Respuesta: El post del pensamiento crítico y escéptico
Sobre los orígenes de la quimifobia
Autor:
Yanko Iruin (@elbuhodelblog), Catedrático de Química Física del Departamento de Ciencia y Tecnología de Polímeros de la UPV/EHU y subdirector de Polymat, Instituto de Materiales Poliméricos. Es autor del
Blog del buho (un alegato contra la quimifobia)

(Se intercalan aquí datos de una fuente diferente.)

PR #5695, opened 2026-06-11
OAuth 2.0 Protected Resource Metadata to the OIDC plugin

zibet27:
**Subsystem**
Server OIDC

**Motivation**
[KTOR-5001](https://youtrack.jetbrains.com/issue/KTOR-5001) Add OpenID Connect (OIDC) support on client and server

**Solution**
- New `protectedResource(resource) { }` DSL
- Serves metadata at `/.well-known/oauth-protected-resource{path}` derived from the resource identifier URL
- Auto-derives authorization_servers, scopes_supported, and bearer_methods_supported from configured providers unless explicitly overridden
- Bearer authentication failures include a resource_metadata parameter in WWW-Authenticate when protected resource metadata is enabled

This should be the last PR for the OIDC plugin

### DIFF
--- a/ktor-server/ktor-server-plugins/ktor-server-auth-oidc/jvm/src/io/ktor/server/auth/oidc/OidcProtectedResource.kt
+++ b/ktor-server/ktor-server-plugins/ktor-server-auth-oidc/jvm/src/io/ktor/server/auth/oidc/OidcProtectedResource.kt
@@ -1,0 +1,92 @@
+/*
+ * Copyright 2014-2026 JetBrains s.r.o and contributors. Use of this source code is governed by the Apache 2.0 license.
+ */
+
+package io.ktor.server.auth.oidc
+
+import io.ktor.serialization.kotlinx.json.*
+import io.ktor.server.application.*
+import io.ktor.server.plugins.contentnegotiation.*
+import io.ktor.server.response.*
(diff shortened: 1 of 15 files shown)


ktor-server/ktor-server-plugins/ktor-server-auth-oidc/jvm/src/io/ktor/server/auth/oidc/OidcProtectedResource.kt
```diff
@@ -0,0 +1,92 @@
...
+        val format = Json {
+            explicitNulls = false
+            encodeDefaults = true
+        }
+        json(format)
+    }
+
+    val metadata by lazy { buildProtectedResourceMetadata(config, providers()) }
+    val path = buildResourceMetadataRoutePath(config.resource)
+    get(path) { call.respond(metadata) }
```
bjhham: Might want to double check this, but it looks like you're installing `ContentNegotiation` on the root here.

I believe it should be:

```kotlin
route(path) {
    install(ContentNegotiation) { /* ... */ }

    get { call.respond(metadata) }
}
```

bjhham (commented):
Looks good - just the one item regarding the use of `ContentNegotiation`.

zibet27:
@coderabbitai review

PR #5698, opened 2026-06-12
KTOR-5009 Add a way to prevent automatic Accept header injection

MARKOCEVRLJAKOVIC:
### Target Ticket
Refers to YouTrack issue: [KTOR-5009](https://youtrack.jetbrains.com/issue/KTOR-5009) (ContentNegotiation: Add a way to prevent changing Accept and Content-Type headers)

### Description
This PR introduces a way to opt-out of automatic `Accept` header injection performed by the `ContentNegotiation` client plugin. 

Currently, the plugin appends registered content types to the request's `Accept` header even if the user has explicitly specified a custom `Accept` header. 

To resolve this, a new configuration property `addAcceptHeaderOnlyIfNonePresent` has been added to `ContentNegotiationConfig`. 
- When set to `true`, the plugin will completely bypass appending fallback headers if any `Accept` header is already configured on the outgoing request.
- The default value is set to `false` to maintain backward compatibility and preserve original behavior.

### Changes
- **`ContentNegotiation.kt`**: Added the `addAcceptHeaderOnlyIfNonePresent` property and wrapped the request registration block in a guard condition inside `convertRequest()`.
- **API Dumps**: Updated JVM and KLIB api files to reflect binary compatibility for the new public API property.
- **`ContentNegotiationTests.kt`**: Added two unit tests covering cases where the option is enabled, one when a user header is present (skips injection) and one when it is missing (performs default injection).

### DIFF
--- a/ktor-client/ktor-client-plugins/ktor-client-content-negotiation/common/src/io/ktor/client/plugins/contentnegotiation/ContentNegotiation.kt
+++ b/ktor-client/ktor-client-plugins/ktor-client-content-negotiation/common/src/io/ktor/client/plugins/contentnegotiation/ContentNegotiation.kt
@@ -65,7 +65,13 @@ public fun interface ContentTypeMergeStrategy {
          */
         public val Default: ContentTypeMergeStrategy = ContentTypeMergeStrategy { registered, headers ->
             registered.asSequence().filter { contentType ->
-                headers.none { h -> ContentType.parse(h).match(contentType) }
+                headers.none { h ->
+                    try {
+                        ContentType.parse(h).match(contentType)
+                    } catch (e: BadContentTypeFormatException) {
+                        false
+                    }
+                }
             }
         }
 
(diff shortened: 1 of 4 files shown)


ktor-client/ktor-client-plugins/ktor-client-content-negotiation/common/src/io/ktor/client/plugins/contentnegotiation/ContentNegotiation.kt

Cuaderno de Cultura Científica:
julio 13, 2011
La acción conjunta de la ONU y la UNESCO al declarar 2011 como Año Internacional de la Química es señal de que han saltado las alarmas sobre el creciente desapego de los jóvenes occidentales a cursarla en sus estudios, algo que vamos a pagar caro en los próximos años. Y que ya afecta también a otras Ciencias e Ingenierías. Pero el caso de la Química tiene algún matiz adicional, al verse afectada por una extendida percepción social en Occidente según la cual el medio ambiente va de mal en peor y todo lo que comemos, bebemos o respiramos nos conduce a cánceres y trastornos genéticos sin cuento. Metales pesados como el mercurio o el plomo, pesticidas como el DDT, aditivos alimentarios, restos de monómeros y aditivos en la fabricación de plásticos (ftalatos, Bisfenol A), pueblan cabeceras alarmistas en los medios de comunicación. Sin embargo, las agencias que velan por nuestra salud, y los datos objetivos, muestran que nunca hemos vivido y comido más sano y seguro y la prueba del nueve es comparar las esperanzas de vida al principio del siglo XX y en estos años iniciales del XXI.

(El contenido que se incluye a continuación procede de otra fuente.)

PR #5701, opened 2026-06-15
KTOR-9661 HttpCache: InvalidCacheStateException is thrown on 304 when…

zibet27:
**Subsystem**
Client HttpCache

**Motivation**
[KTOR-9661](https://youtrack.jetbrains.com/issue/KTOR-9661) HttpCache: InvalidCacheStateException is thrown on 304 when no cached entry matches varyKeys

**Solution**
- Added a validator-based fallback when matching a 304 to a stored entry https://www.rfc-editor.org/info/rfc9111/#section-4.3.4
- Freshen stored entries by merging the 304 response headers and updating `varyKeys/expiry`; remove the stale entry when `varyKeys` change

### DIFF
--- a/ktor-client/ktor-client-core/common/src/io/ktor/client/plugins/cache/HttpCache.kt
+++ b/ktor-client/ktor-client-core/common/src/io/ktor/client/plugins/cache/HttpCache.kt
@@ -1,6 +1,6 @@
 /*
-* Copyright 2014-2021 JetBrains s.r.o and contributors. Use of this source code is governed by the Apache 2.0 license.
-*/
+ * Copyright 2014-2026 JetBrains s.r.o and contributors. Use of this source code is governed by the Apache 2.0 license.
+ */
 
 @file:Suppress("DEPRECATION")
 
@@ -43,14 +43,8 @@ internal val LOGGER = KtorSimpleLogger("io.ktor.client.plugins.HttpCache")
  * [Report a problem](https://ktor.io/feedback/?fqname=io.ktor.client.plugins.cache.HttpCache)
  */
 public class HttpCache private constructor(
-    @Deprecated(
-        "This will become internal",
-        level = DeprecationLevel.ERROR
-    ) @Suppress("DEPRECATION_ERROR") internal val publicStorage: HttpCacheStorage,
-    @Deprecated(
-        "This will become internal",
-        level = DeprecationLevel.ERROR
-    ) @Suppress("DEPRECATION_ERROR") internal val privateStorage: HttpCacheStorage,
+    @Suppress("DEPRECATION_ERROR") internal val publicStorage: HttpCacheStorage,
+    @Suppress("DEPRECATION_ERROR") internal val privateStorage: HttpCacheStorage,
     private val publicStorageNew: CacheStorage,
     private val privateStorageNew: CacheStorage,
     private val useOldStorage: Boolean,
@@ -236,21 +230,11 @@ public class HttpCache private constructor(
 
                 if (response.status == HttpStatusCode.NotModified) {
                     LOGGER.trace { "Not modified response for ${response.call.request.url}, replying from cache" }
-                    val responseFromCache =
-                        plugin.findAndRefresh(response.call.request, response) ?: throw InvalidCacheStateException(
-                            response.call.request.url
-                        )
-                    if (responseFromCache.varyKeys().size != response.varyKeys().size) {
-                        LOGGER.warn(
-                            "Vary header mismatch on cached response for ${response.call.request.url}. " +
-                                "Received 304 Not Modified with Vary: ${response.varyKeys()} " +
-                                "but cached response has Vary: ${responseFromCache.varyKeys()}. " +
-                                "According to RFC 7232 §4.1 and RFC 9111 §4.1, " +
-                                "the server must include the full Vary header in 304 responses. " +
-                                "Falling back to missing cache logic. " +
-                                "Consider reporting this issue to the server maintainers."
-                        )
-                    }
+                    val responseFromCache = refreshNotModifiedResponse(
+                        response.call.request,
+                        response,
+                        plugin::findAndRefresh,
+                    )
 
                     scope.monitor.raise(HttpResponseFromCache, responseFromCache)
                     proceedWith(responseFromCache)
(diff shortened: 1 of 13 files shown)


ktor-client/ktor-client-core/common/src/io/ktor/client/plugins/cache/storage/UnlimitedCacheStorage.kt
```diff
@@ -28,6 +28,20 @@ internal class UnlimitedCacheStorage : HttpCacheStorage() {
...
+
+    internal fun remove(url: Url, varyKeys: Map<String, String>) =
+        store[url]?.remove(varyKeys) { it.varyKeys }
+}
+
+private inline fun <E> MutableSet<E>.remove(
+    varyKeys: Map<String, String>,
+    crossinline entryVaryKeys: (E) -> Map<String, String>
+) {
+    val entriesToRemove = filter { entry ->
```
osipxd: Probably `removeAll` is more efficient here as it filters the map in place without creating a filtered copy.
Or was it intentionally changed to filter + forEach?

ktor-client/ktor-client-core/common/src/io/ktor/client/plugins/cache/storage/HttpCacheStorage.kt
```diff
@@ -237,3 +241,22 @@ public class CachedResponseData(
         body = body
     )
 }
+
+private val mergeCacheExcludedHeaders = setOf(
+    HttpHeaders.ContentLength,
+    HttpHeaders.Connection,
```
osipxd, line 247: The spec says:
> The Connection header field **and fields whose names are listed in it**

Should we also filter out these fields?

And [Section 7.6.1](https://www.rfc-editor.org/info/rfc9110/#section-7.6.1) lists some more fields to be excluded: Proxy-Connection, Keep-Alive, TE, Transfer-Encoding, Upgrade. The list is not exhaustive though.

ktor-client/ktor-client-core/common/src/io/ktor/client/plugins/cache/storage/HttpCacheStorage.kt
```diff
@@ -237,3 +241,22 @@ public class CachedResponseData(
...
+    HttpHeaders.ProxyAuthenticate,
+    HttpHeaders.ProxyAuthenticationInfo,
+    HttpHeaders.ProxyAuthorization,
```
osipxd, line 259: From the spec:
> MUST NOT be stored, **unless the cache incorporates the identity of the proxy into the cache key**

Just wanted to ensure we don't incorporate the proxy into the cache key.

ktor-client/ktor-client-core/common/src/io/ktor/client/plugins/cache/storage/HttpCacheStorage.kt
```diff
@@ -237,3 +241,22 @@ public class CachedResponseData(
         body = body
     )
 }
+
+private val mergeCacheExcludedHeaders = setOf(
```
osipxd: It seems this filter should be applied not only on refreshing, but also before storage (except for Content-Length) 🤔 Am I right?

ktor-client/ktor-client-core/common/src/io/ktor/client/plugins/cache/storage/HttpCacheStorage.kt
```diff
@@ -237,3 +241,22 @@ public class CachedResponseData(
...
+
+internal fun Headers.merge(other: Headers): Headers = Headers.build {
+    appendAll(this@merge)
+    for (name in other.names()) {
+        if (mergeCacheExcludedHeaders.any { it.equals(name, ignoreCase = true) }) {
+            continue
+        }
+        remove(name)
+        other.getAll(name)?.let { values -> appendAll(name, values) }
+    }
```
osipxd: Let's use `other.entries()` here. This way we could avoid an extra `getAll`:


```suggestion
    for ((name, values) in other.entries()) {
        if (mergeCacheExcludedHeaders.any { it.equals(name, ignoreCase = true) }) {
            continue
        }
        remove(name)
        appendAll(name, values)
    }
```

ktor-client/ktor-client-core/common/src/io/ktor/client/plugins/cache/HttpCache.kt
```diff
@@ -340,27 +324,34 @@ public class HttpCache private constructor(
...
+        response: HttpResponse,
         url: Url,
         request: HttpRequest
-    ): CachedResponseData? = when {
-        varyKeys.isNotEmpty() -> {
-            storage.find(url, varyKeys)
-        }
+    ): CachedResponseData? {
+        val varyKeys = response.varyKeys().takeIf { it.isNotEmpty() }
+        varyKeys?.let { find(url, varyKeys) }?.let { return it }
```
osipxd, line 346: Probably without `.takeIf { it.isNotEmpty() }` this would be a bit simpler:

```kotlin
val varyKeys = response.varyKeys()
find(url, varyKeys)?.let { return it }
```

ktor-client/ktor-client-tests/common/test/io/ktor/client/tests/plugins/CacheTest.kt
```diff
@@ -856,6 +857,173 @@ class CacheTest : ClientLoader() {
...
+        val etag = "\"v1\""
+        val url = Url("https://example.com/x")
+        val publicStorage = CacheStorage.Unlimited()
+        config {
+            install(HttpCache) {
+                publicStorage(publicStorage)
+            }
+            engine {
+                addHandler { request ->
+                    if (request.headers.contains(HttpHeaders.IfNoneMatch)) {
```
osipxd: Probably it would be better to invert a condition here and in other places: `HttpHeaders.IfNoneMatch !in request.headers`. This way initial response with status OK would go first and 304 after it.

ktor-client/ktor-client-tests/common/test/io/ktor/client/tests/plugins/CacheTest.kt
```diff
@@ -856,6 +857,173 @@ class CacheTest : ClientLoader() {
...
+            }
+        }
+
+        test { client ->
+            val first = client.get(url).bodyAsText()
+            assertEquals("body", first)
+
+            // The 304 has no validator, but the single stored response is freshened.
+            val second = client.get(url).bodyAsText()
+            assertEquals("body", second)
```
osipxd: Should we check here that this response was actually freshened?

ktor-client/ktor-client-core/common/src/io/ktor/client/plugins/cache/storage/UnlimitedCacheStorage.kt
zibet27: Yes
It wasn't working on Kotlin Native with `removeAll`
But I see that it's our impl, and it has bugs

ktor-client/ktor-client-core/common/src/io/ktor/client/plugins/cache/HttpCache.kt
zibet27: @osipxd What should find return on empty keys (ideomatically)? 
Atm, it returns the first entry with the specified URL because of `.all {}` used under the hood

ktor-client/ktor-client-core/common/src/io/ktor/client/plugins/cache/storage/UnlimitedCacheStorage.kt
osipxd: Are you going to fix the implementation here or leave it for another PR?

zibet27: Afaiu, `ConcurrentSet` is only used by the HTTP cache plugin, so I'll include it here

zibet27:
PS: You can review the last changes commit by commit; most changes are just tests and deduplication. I can restore the tests, though

ktor-client/ktor-client-core/common/src/io/ktor/client/plugins/cache/storage/HttpCacheStorage.kt
```diff
@@ -242,21 +242,60 @@ public class CachedResponseData(
...
+
+private val proxyAuthHeaders = listOf(
     HttpHeaders.ProxyAuthenticate,
     HttpHeaders.ProxyAuthenticationInfo,
     HttpHeaders.ProxyAuthorization,
 )
 
+private val staticStorageExcludedHeaders = hopByHopHeaders + proxyAuthHeaders
+
+private val connectionOptionsWithoutFieldNames = listOf("close", "keep-alive", "upgrade")
```
osipxd, line 264: Minor (since this list is tiny) but we could use `setOf` here for `O(1)` lookup

ktor-client/ktor-client-core/common/test/CacheHeaderFilteringTest.kt
```diff
@@ -0,0 +1,82 @@
...
+import io.ktor.client.plugins.cache.storage.*
+import io.ktor.http.*
+import kotlin.test.Test
+import kotlin.test.assertEquals
+import kotlin.test.assertNull
+
+class CacheHeaderFilteringTest {
+
+    @Test
+    fun filterForCacheStorageStripsHopByHopAndProxyAuthButKeepsContentLength() {
```
osipxd, line 14: Minor. As it is a new file it'd be better to use test names in backticks

osipxd (approved):
Nicely done 👍 
I have only two minor comments

osipxd:
Interesting. ConcurrentSet implementation throws `ConcurrentModificationException: null` on JS

ktor-client/ktor-client-core/common/src/io/ktor/client/plugins/cache/storage/HttpCacheStorage.kt
zibet27: Lookups on small lists are faster than on sets

zibet27:
> Interesting. ConcurrentSet implementation throws `ConcurrentModificationException: null` on JS

We would need to align JS ConcurrentMap with Native one to return a new copy on every `.keys` access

Los orígenes de esta Quimifobia pueden datarse en 1962, con la publicación del libro de la bióloga Rachel Carson, “The Silent Spring”, en el que cristalizaron las preocupaciones de círculos progresistas americanos sobre los peligros del uso indiscriminado (y habría que decir abusivo) de insecticidas como el DDT o el Lindane. Con antecedentes como el del llamado agente naranja, con el que se deforestaron amplias zonas del Vietnam durante la larga guerra en la que los EEUU se vieron implicados. Hoy sabemos que en su producción se generaban como subproductos miembros peligrosos de la familia de las dioxinas, como el TCDD que, años más tarde (2004), volvió a la actualidad con el envenenamiento del candidato a la presidencia de Ucrania (Viktor Yushchenko). En años anteriores y posteriores a la publicación del libro de Carson, se detectó la intoxicación de la pequeña bahía de Minamata en Japón por metil mercurio (1956), el escape del mismo TCDD en Seveso (1976) y, algo más tarde (1984), la explosión y fuga de isocianato de metilo en Bhopal (india). Y de esos barros, ya algo antiguos, nacen muchos de los lodos que alarman a la población.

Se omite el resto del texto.